In the entries below, find every line with "factoryUrl" and copy it.

:::

PR #166, opened 2021-02-15
updated github workflows

akurinnoy:
Signed-off-by: Oleksii Kurinnyi <okurinny@redhat.com>

### What does this PR do?

The CI workflow that utilized the Docker Build & Push Action to build multiarch image is rather unstable that prevents to propagate latest changes into next tag. Hense, the CI workflow is updated in order to build image for amd64 architecture only. 

Same time the Docker Build & Push Action used in PR workflow to build simultaneously single arch images for four platforms works well. This pull request adds new workflow intended to build a multiarch image using same approach. 

https://github.com/eclipse/che/issues/19049

### DIFF
--- a/.github/workflows/ci-multiarch.yaml
+++ b/.github/workflows/ci-multiarch.yaml
@@ -1,0 +1,116 @@
+#
+# Copyright (c) 2020 Red Hat, Inc.
+# This program and the accompanying materials are made
+# available under the terms of the Eclipse Public License 2.0
+# which is available at https://www.eclipse.org/legal/epl-2.0/
+#
+# SPDX-License-Identifier: EPL-2.0
+#
+
+name: CI:multiarch
+
+on:
+  workflow_dispatch:
+    inputs: {}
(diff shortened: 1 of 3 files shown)


.github/workflows/ci-multiarch.yaml
```diff
@@ -0,0 +1,116 @@
...
+# SPDX-License-Identifier: EPL-2.0
+#
+
+name: CI:multiarch
+
+on:
+  workflow_dispatch:
+    inputs: {}
+  # push:
+  pull_request:
```
sleshchenko, line 16: it's going to be push again before merging, right?

sleshchenko (approved):

.github/workflows/ci-multiarch.yaml
akurinnoy: correct

skabashnyuk (approved):

olexii4 (approved):

PR #168, opened 2021-02-16
Fix incorrect number of workspaces in confirmation window

akurinnoy:
### What does this PR do?

This PR fixes bug that causes to show in confirmation window an incorrect number of workspaces to be deleted.

fixes https://github.com/eclipse/che/issues/19057


JPinkney (approved):
Just tested and everything seems to be working as expected

sleshchenko (approved):
Works as expected

PR #170, opened 2021-02-17
Add factory policies support

olexii4:

### What does this PR do?
Add factory policies support: `perclick`, `peruser`.
Note `peraccount` is not migrated since it does not really make sense after deprecating organizations.

This PR implements a similar algorithm to the previous version of the dashboard.

For example: ```http://che-eclipse-che.192.168.49.2.nip.io/f?url=https://github.com/eclipse/che-dashboard.git&policies.create=peruser```

fixed https://github.com/eclipse/che/issues/18961

### DIFF
--- a/src/containers/FactoryLoader.tsx
+++ b/src/containers/FactoryLoader.tsx
@@ -261,7 +261,6 @@ export class FactoryLoaderContainer extends React.PureComponent<Props, State> {
       this.showAlert('Failed to create a workspace.');
       return undefined;
     }
-    this.props.setWorkspaceId(workspace.id);
     // check if it ephemeral
     if (workspace.devfile.attributes &&
       workspace.devfile.attributes.persistVolumes === 'false' &&
@@ -274,20 +273,23 @@ export class FactoryLoaderContainer extends React.PureComponent<Props, State> {
     return workspace;
   }
 
-  private async startWorkspace(workspace: che.Workspace): Promise<void> {
+  private async startWorkspace(): Promise<void> {
+    const workspace = this.props.workspace;
+    if (!workspace) {
+      return;
+    }
     if (this.state.currentStep !== LoadFactorySteps.START_WORKSPACE
       && this.state.currentStep !== LoadFactorySteps.OPEN_IDE) {
-      this.setState({ currentStep: LoadFactorySteps.START_WORKSPACE });
-      if (WorkspaceStatus[workspace.status] === WorkspaceStatus.RUNNING) {
-        return;
-      } else {
-        try {
-          await this.props.startWorkspace(`${workspace.id}`);
-        } catch (e) {
-          const workspaceName = workspace.devfile.metadata.name;
-          this.showAlert(`Workspace ${workspaceName} failed to start. ${e.message ? e.message : ''}`);
-          return;
+      try {
+        await this.props.requestWorkspace(workspace.id);
+        if (WorkspaceStatus[workspace.status] === WorkspaceStatus.STOPPED) {
+          await this.props.startWorkspace(workspace.id);
+          this.setState({ currentStep: LoadFactorySteps.START_WORKSPACE });
+        } else if (WorkspaceStatus[workspace.status] === WorkspaceStatus.RUNNING) {
+          this.setState({ currentStep: LoadFactorySteps.START_WORKSPACE });
         }
+      } catch (e) {
+        this.showAlert(`Getting workspace detail data failed. ${e}`);
       }
     }
   }
@@ -332,7 +334,10 @@ export class FactoryLoaderContainer extends React.PureComponent<Props, State> {
     if (!workspace) {
       return;
     }
-    await this.startWorkspace(workspace);
+
+    this.props.setWorkspaceId(workspace.id);
+
+    await this.startWorkspace();
 
     await this.openIde();
   }
--- a/src/containers/FactoryLoader.tsx
+++ b/src/containers/FactoryLoader.tsx
@@ -44,7 +44,7 @@ export enum LoadFactorySteps {
 }
 
 type State = {
-  search: string;
+  search?: string;
   location?: string;
   devfileLocationInfo?: string;
   currentStep: LoadFactorySteps;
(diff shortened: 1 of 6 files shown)


src/containers/FactoryLoader.tsx
```diff
@@ -24,7 +24,9 @@ import { WorkspaceStatus } from '../services/helpers/types';
 import { sanitizeLocation } from '../services/helpers/location';
 import { merge } from 'lodash';
 
-const WS_ATTRIBUTES_TO_SAVE: string[] = ['workspaceDeploymentLabels', 'workspaceDeploymentAnnotations'];
+const WS_ATTRIBUTES_TO_SAVE: string[] = ['workspaceDeploymentLabels', 'workspaceDeploymentAnnotations', 'policies.create'];
+
+type CreatePolicy = 'perclick' | 'peruser' | 'peraccount';
```
sleshchenko, line 29: I have a difficulty with understanding peruser and peraccount...

Per account - means per user or per organization depending on the workspace owner.

1. When I do 
`http://localhost:3000/#/load-factory?url=https://github.com/eclipse/che-dashboard.git&policies.create=peruser` it creates a workspace and reuse it after I open it over and over.

2. After I do `http://localhost:3000/#/load-factory?url=https://github.com/eclipse/che-dashboard.git&policies.create=peraccount`, My workspace is still created under my personal account, the new one, the one from step 1 is not reused.

As far as I see that's not documented and since we deprecated organizations for time being, maybe it would be better to go with perclick, peruser at this point.

Maybe I'm just missing something. I'll read the code tomorrow to understand what peraccount actually does.

src/containers/FactoryLoader.tsx
```diff
@@ -56,10 +59,12 @@ export class FactoryLoaderContainer extends React.PureComponent<Props, State> {
     super(props);
 
     const { search } = this.props.history.location;
+    const createPolicy = 'perclick';
```
sleshchenko, line 62: is it defaultCreatePolicy
```suggestion
    const defaultCreatePolicy = 'perclick';
```
?

src/containers/FactoryLoader.tsx
```diff
@@ -184,12 +197,13 @@ export class FactoryLoaderContainer extends React.PureComponent<Props, State> {
       this.updateOverrideParams(key, val);
       factoryUrl.searchParams.append(key, val);
     });
-
     attrs.stackName = factoryUrl.toString();
+    const createPolicy = attrs['policies.create'] as CreatePolicy || 'perclick';
```
sleshchenko, line 201: I would move 'perclick' to a constant with default value, not sure if it's the way to go in typescript ;)

src/containers/FactoryLoader.tsx
```diff
@@ -215,13 +229,42 @@ export class FactoryLoaderContainer extends React.PureComponent<Props, State> {
...
+      });
+      if (!workspace) {
+        workspace = this.props.allWorkspaces.find(workspace => {
+          return workspace.attributes && workspace.attributes.stackName === attrs.stackName;
+        });
+      }
+    } else if (this.state.createPolicy === 'peraccount') {
+      workspace = this.props.allWorkspaces.find(workspace => {
+        return WorkspaceStatus[workspace.status] === WorkspaceStatus.RUNNING &&
+          devfile && devfile.metadata && devfile.metadata.name === workspace.devfile.metadata.name;
```
sleshchenko, line 246: I don't think it's the right peraccount policy.

The only difference between perUser and perAccount,
perUser should loop over the current user workspaces
perAccount should loop over chosen account, could be useful for organizations, but at this point the only available account - is personal, so should not be any difference with preuser.

BTW I think we should be fine to remove peraccount for timebeing.

src/containers/FactoryLoader.tsx
```diff
@@ -143,6 +141,21 @@ export class FactoryLoaderContainer extends React.PureComponent<Props, State> {
...
+      return;
+    }
+    this.setState({ currentStep: LoadFactorySteps.OPEN_IDE });
+    try {
+      await this.props.requestWorkspace(workspace.id);
+    } catch (e) {
+      this.showAlert(`Getting workspace detail data failed. ${e}`);
+    }
+    await delay();
+    history.push(`/ide/${workspace.namespace}/${workspace.devfile.metadata.name}`);
```
akurinnoy, line 156: We have the helper functions that provide the correct paths for many routes in the application as well as for IDE to open a workspace:`buildIdeLoaderPath`

```suggestion
    history.push(buildIdeLoaderPath(workspace));
```

src/containers/FactoryLoader.tsx
akurinnoy, line 201: These attributes are inputs we should validate. I guess you can create and use a type guard function for this purpose.

akurinnoy: If I understood correctly, it's not necessary because the `createPolicy` constant is treated as of `CreatePolicy` type and allows only defined values to be set.

src/containers/FactoryLoader.tsx
olexii4: I have fixed it.

src/containers/FactoryLoader.tsx
```diff
@@ -215,13 +230,32 @@ export class FactoryLoaderContainer extends React.PureComponent<Props, State> {
     this.setState({ currentStep: LoadFactorySteps.APPLYING_DEVFILE });
     await delay();
 
-    let workspace: che.Workspace | null = null;
-    try {
-      workspace = await this.props.createWorkspaceFromDevfile(devfile, undefined, undefined, attrs) as any;
-    } catch (e) {
-      this.showAlert(`Failed to create a workspace. ${e}`);
+    let workspace: che.Workspace | undefined | null = null;
```
akurinnoy, line 233: Why `null`?

```suggestion
    let workspace: che.Workspace | undefined;
```

olexii4: Ok. I have fixed it.

src/containers/FactoryLoader.tsx
olexii4: Ok. I have fixed it.

src/containers/FactoryLoader.tsx
olexii4: Ok. I have fixed it.

src/containers/FactoryLoader.tsx
olexii4: I have removed 'peraccount' at all.

src/containers/FactoryLoader.tsx
olexii4: Ok. I have fixed it.

src/containers/FactoryLoader.tsx
olexii4: I have removed 'peraccount' at all.

src/containers/FactoryLoader.tsx
```diff
@@ -143,6 +142,25 @@ export class FactoryLoaderContainer extends React.PureComponent<Props, State> {
...
+      await this.props.requestWorkspace(workspace.id);
+    } catch (e) {
+      this.showAlert(`Getting workspace detail data failed. ${e}`);
+    }
+    await delay();
+    history.push(buildIdeLoaderPath(workspace));
+  }
+
+  private getCreatePolicy(attrs: { [key: string]: string }): CreatePolicy {
+    return attrs['policies.create'] as CreatePolicy || DEFAULT_CREATE_POLICY;
```
akurinnoy, line 161: Here you assume that `attrs['policies.create']` has a value that you expect. But it's not necessarily true, there may be any string value. I suggested you add a type guard function similar to described in [typescript handbook](https://www.typescriptlang.org/docs/handbook/advanced-types.html#user-defined-type-guards)

src/containers/FactoryLoader.tsx
```diff
@@ -215,13 +234,32 @@ export class FactoryLoaderContainer extends React.PureComponent<Props, State> {
...
+    }
+    if (workspace && WorkspaceStatus[workspace.status] === WorkspaceStatus.RUNNING) {
+      this.props.setWorkspaceId(workspace.id);
+      this.setState({ currentStep: LoadFactorySteps.START_WORKSPACE });
+      await this.openIde();
       return;
     }
+    if (!workspace) {
+      try {
+        workspace = await this.props.createWorkspaceFromDevfile(devfile, undefined, undefined, attrs) as any;
```
akurinnoy, line 257: I seem casting result to type `any` is not necessary:

```suggestion
        workspace = await this.props.createWorkspaceFromDevfile(devfile, undefined, undefined, attrs);
```

src/containers/__tests__/FactoryLoader.spec.tsx
```diff
@@ -88,21 +92,25 @@ jest.mock('../../pages/FactoryLoader', () => {
 });
 
 describe('Factory Loader container', () => {
-  const location = 'http://test-location/';
+  const location = 'http://test-location';
   const workspace = createFakeWorkspaceWithRuntime('id-wksp-test');
+  if (workspace.attributes) {
+    workspace.attributes.stackName = 'http://test-location/?policies.create=peruser';
+  }
```
akurinnoy, line 99: How do you know the attribute would be set in a test where you supposed to have it? I think is it's better to do a single-test-specific setup where it's needed, within that particular test.

olexii4: I prepared a dummy store with one default workspace which is used in the one test. Could you explain the benefits of changing it?

dmytro-ndp:
[dashboard-next-ci-test]

src/containers/__tests__/FactoryLoader.spec.tsx
olexii4: I have fixed it.

src/containers/FactoryLoader.tsx
olexii4: I have done it.
Screenshot from 2021-02-22 16-49-47

src/containers/FactoryLoader.tsx
```diff
@@ -143,88 +142,124 @@ export class FactoryLoaderContainer extends React.PureComponent<Props, State> {
...
+  }
+
+  private isCreatePolicy(val: string): val is CreatePolicy {
+    return val && (val as CreatePolicy) === 'perclick' || (val as CreatePolicy) === 'peruser';
+  }
+
+  private getCreatePolicy(attrs: { [key: string]: string }): CreatePolicy | undefined {
+    const policy = attrs['policies.create'] || DEFAULT_CREATE_POLICY;
+    if (this.isCreatePolicy(policy)) {
+      return policy as CreatePolicy;
```
akurinnoy, line 167:
```suggestion
      return policy;
```

olexii4: I have fixed it.

sleshchenko (approved):
Tested and everything works as expected,

apart from one bug that peruser workspace is not opened correctly when there is existing STARTING one

Screenshot_20210223_111930

src/containers/FactoryLoader.tsx
```diff
@@ -143,88 +142,124 @@ export class FactoryLoaderContainer extends React.PureComponent<Props, State> {
...
     }
+    return search;
+  }
 
-    this.setState({ currentStep: LoadFactorySteps.CREATE_WORKSPACE });
-
-    const searchParam = new window.URLSearchParams(location.search);
-    this.resetOverrideParams();
-    const factoryLink = searchParam.get('url');
+  private getLocation(search: string): string | null {
```
akurinnoy, line 192:
```suggestion
  private getLocation(search: string): string | undefined {
```

akurinnoy (approved):

sleshchenko:
And in addition let me leave kudo for the made refactoring :+1:

src/containers/FactoryLoader.tsx
olexii4: I have fixed it

olexii4:
@sleshchenko I have fixed it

:::

[Task output]:
       factoryUrl.searchParams.append(key, val);
     attrs.stackName = factoryUrl.toString();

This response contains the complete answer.